I am just learning to work with normal subgroups, and am trying to do the following proof. However, I have had some problems.
Let $N$ and $M$ be subgroups of a group $G$, where $M$ is a normal subgroup. Define $NM=\{nm : n \in N, m \in M\}$. We want to show that $NM$ is a subgroup of $G$.
In order to do this, we need to show three things: $NM$ is closed, it contains $G$'s identity element, and it has unique inverses.
Here is what I have:
Closure:
Let $n_1m_1,n_2m_2\in NM$. I attempted to conclude from the fact that $M$ is normal that $(n_1m_1)(n_2m_2)=(n_1n_2)(m_1m_2)\in NM$, but have since learned that this does not work: Are all normal subgroups Abelian?

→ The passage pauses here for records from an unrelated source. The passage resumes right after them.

PR #1162, opened 2021-12-23
Add support for Sundials 6.0

### LINKED ISSUE #124: Check compatibility and add support for Sundials 6.0.0
**Abstract**

Sundials 6.0.0 is out and with some serious-looking revisions:
https://github.com/LLNL/sundials/blob/master/CHANGELOG.md

**Motivation**
Sundials is a dependency and the latest version will need to be supported eventually

speth:

- Add support for Sundials 6.0
- Add a corresponding CI job

Closes Cantera/enhancements#124

**Checklist**

### DIFF
--- a/src/numerics/CVodesIntegrator.cpp
+++ b/src/numerics/CVodesIntegrator.cpp
@@ -46,6 +46,19 @@ typedef int sd_size_t;
 typedef long int sd_size_t;
 #endif
 
+namespace {
+
+N_Vector newNVector(size_t N, Cantera::SundialsContext& context)
+{
+#if CT_SUNDIALS_VERSION >= 60
+    return N_VNew_Serial(static_cast<sd_size_t>(N), context.get());
+#else
+    return N_VNew_Serial(static_cast<sd_size_t>(N));
+#endif
+}
+
+} // end anonymous namespace
+
 namespace Cantera
 {
 
@@ -130,9 +143,14 @@ CVodesIntegrator::~CVodesIntegrator()
         N_VDestroy_Serial(m_dky);
     }
     if (m_yS) {
-        N_VDestroyVectorArray_Serial(m_yS, static_cast<sd_size_t>(m_np));
+        #if CT_SUNDIALS_VERSION >= 60
+            N_VDestroyVectorArray(m_yS, static_cast<sd_size_t>(m_np));
+        #else
+            N_VDestroyVectorArray_Serial(m_yS, static_cast<sd_size_t>(m_np));
+        #endif
     }
 }
+
 
 double& CVodesIntegrator::solution(size_t k)
 {
@@ -152,7 +170,7 @@ void CVodesIntegrator::setTolerances(double reltol, size_t n, double* abstol)
         if (m_abstol) {
             N_VDestroy_Serial(m_abstol);
         }
-        m_abstol = N_VNew_Serial(static_cast<sd_size_t>(n));
+        m_abstol = newNVector(n, m_sundials_ctx);
     }
     for (size_t i=0; i<n; i++) {
         NV_Ith_S(m_abstol, i) = abstol[i];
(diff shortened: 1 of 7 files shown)


src/numerics/CVodesIntegrator.cpp
```diff
@@ -551,8 +620,8 @@ double CVodesIntegrator::sensitivity(size_t k, size_t p)
 
 string CVodesIntegrator::getErrorInfo(int N)
 {
-    N_Vector errs = N_VNew_Serial(static_cast<sd_size_t>(m_neq));
-    N_Vector errw = N_VNew_Serial(static_cast<sd_size_t>(m_neq));
+    N_Vector errs = newNVector(m_neq, m_sundials_ctx);;
+    N_Vector errw = newNVector(m_neq, m_sundials_ctx);;
```
ischoegl: double `;;`

src/numerics/IDA_Solver.cpp
```diff
@@ -446,23 +478,37 @@ void IDA_Solver::init(doublereal t0)
...
+            #if CT_SUNDIALS_VERSION >= 60
+                #if CT_SUNDIALS_USE_LAPACK
+                    m_linsol = SUNLinSol_LapackBand(m_y, (SUNMatrix) m_linsol_matrix,
+                                                    m_sundials_ctx.get());
+                #else
+                    m_linsol = SUNLinSol_Band(m_y, (SUNMatrix) m_linsol_matrix,
+                                              m_sundials_ctx.get());
+                #endif
+                    IDASetLinearSolver(m_ida_mem, (SUNLinearSolver) m_linsol,
+                                       (SUNMatrix) m_linsol_matrix);
```
ischoegl: Indent level?

ischoegl (commented):
Thanks, @speth! This looks great, although I found some minor formatting glitches.

One question that arises here is that with the inclusion of 6.0, there are 5 major Sundials version supported, with the last release of 2.7 being more than 5 years old (and version 2.4 dating back to 2009). Some of the preprocessor branches could be simplified if a minimum version of `CT_SUNDIALS_VERSION >= 30` would be required.

bryanwweber:
@ischoegl 

> One question that arises here is that with the inclusion of 6.0, there are 5 major Sundials version supported, with the last release of 2.7 being more than 5 years old (and version 2.4 dating back to 2009). Some of the preprocessor branches could be simplified if a minimum version of `CT_SUNDIALS_VERSION >= 30` would be required.

I've wondered the same thing... I've always held back because I'm not sure what versions various HPC services might be using. 10 years is not a _super_ long time for them... Certainly, the pace of SUNDIALS development has picked up in the last few years, so this is becoming a bigger concern though.

ischoegl:
@bryanwweber ... yes, I am aware of HPC and generally agree. At the same time, Cantera is a somewhat odd application for HPC (unless it is tied into user code), as there really isn't much of an advantage to put things on a cluster based on how Sundials is being used at the moment?

speth:
I did consider dropping support for some older Sundials versions as part of this. However, Ubuntu 18.04 has Sundials 2.7, and I'd like to continue supporting that fully at least until it enters the "extended maintenance" period in Fall 2022. So I think we can drop support for Sundials 2.x after the Cantera 2.6 release.

Looking further ahead, Ubuntu 20.04 has Sundials 3.1, so I guess I would expect to continue supporting that through Fall 2024.

src/numerics/IDA_Solver.cpp
speth: What do you mean? That seems consistent with one of the ways we normally indent multiline statements.

speth: Oh, sorry, I was missing the context lines around this. I see now.

ischoegl (approved):
> Looking further ahead, Ubuntu 20.04 has Sundials 3.1, so I guess I would expect to continue supporting that through Fall 2024.

Makes sense! Thanks for the context!

mefuller:
Checking [pkgs.org](https://pkgs.org/search/?q=sundials), CentOS 7 is also on Sundials 2.7, is set to receive maintenance updates until 2024-06-30 (https://wiki.centos.org/About/Product), and is what's presently being used by the HPCs that I use.
Good news is that once the jump is made from EL7 to EL8, sundials jumps to 5.8 (although with the CentOS situation, who knows when and to what exact distro those EL7 clusters will upgrade)

bryanwweber:
I think the next version of Cantera after 2.6 will be 3.0, so with the major version bump, I think dropping support for Sundials 2.7 would make sense. That will likely occur sometime in 2023 given recent release cadence, so it'd be a much smaller remaining support window for CentOS 7 than it looks right now :smile:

However, I am having trouble coming up with an alternate method. The fact that there exists an $m$ which commutes with the given $n$ doesn't seem to help prove the desired result in general, and likewise with any statement about the cosets $nM$ and $Mn$.
Identity:
By the definition of a subgroup, $N$ and $M$ both contain $G$'s identity element, $e_G$. Thus, since $e_Ge_G=e_G$, we know that $e_G\in NM$.
Inverses:
I had a similar problem here as with closure. I wanted to say that $(nm)^{-1}=m^{-1}n^{-1}=n^{-1}m^{-1}\in NM$, the first step by the Socks-Shoes Property and the second step by the fact that $M$ is normal. This doesn't work for the same reason it doesn't work in proving closure, and I'm having trouble coming up with an alternate method for the same reasons.
Best Answer
In general $(n_1m_1)(n_2m_2)\ne(n_1n_2)(m_1m_2)$. However, $M$ being normal in $G$ means that $gM=Mg$ for all $g\in G$. Hence $n_2M=Mn_2$. So we know that $n_2m_2\in n_2M=Mn_2$ and hence there is some element $m_3\in M$ such that $n_2m_2=m_3n_2$. So now $(n_1m_1)(n_2m_2)=n_1(m_2m_3)n_2$. Now again, $m_2m_3n_2\in Mn_2=n_2M$ and hence there is some $m_4\in M$ such that $m_2m_3n_2=n_2m_4$. So now $(n_1m_1)(n_2m_2)=n_1(m_2m_3)n_2=(n_1n_2)m_4\in NM$. That proves closure. Now you can do the tricks to prove that $NM$ contains inverses.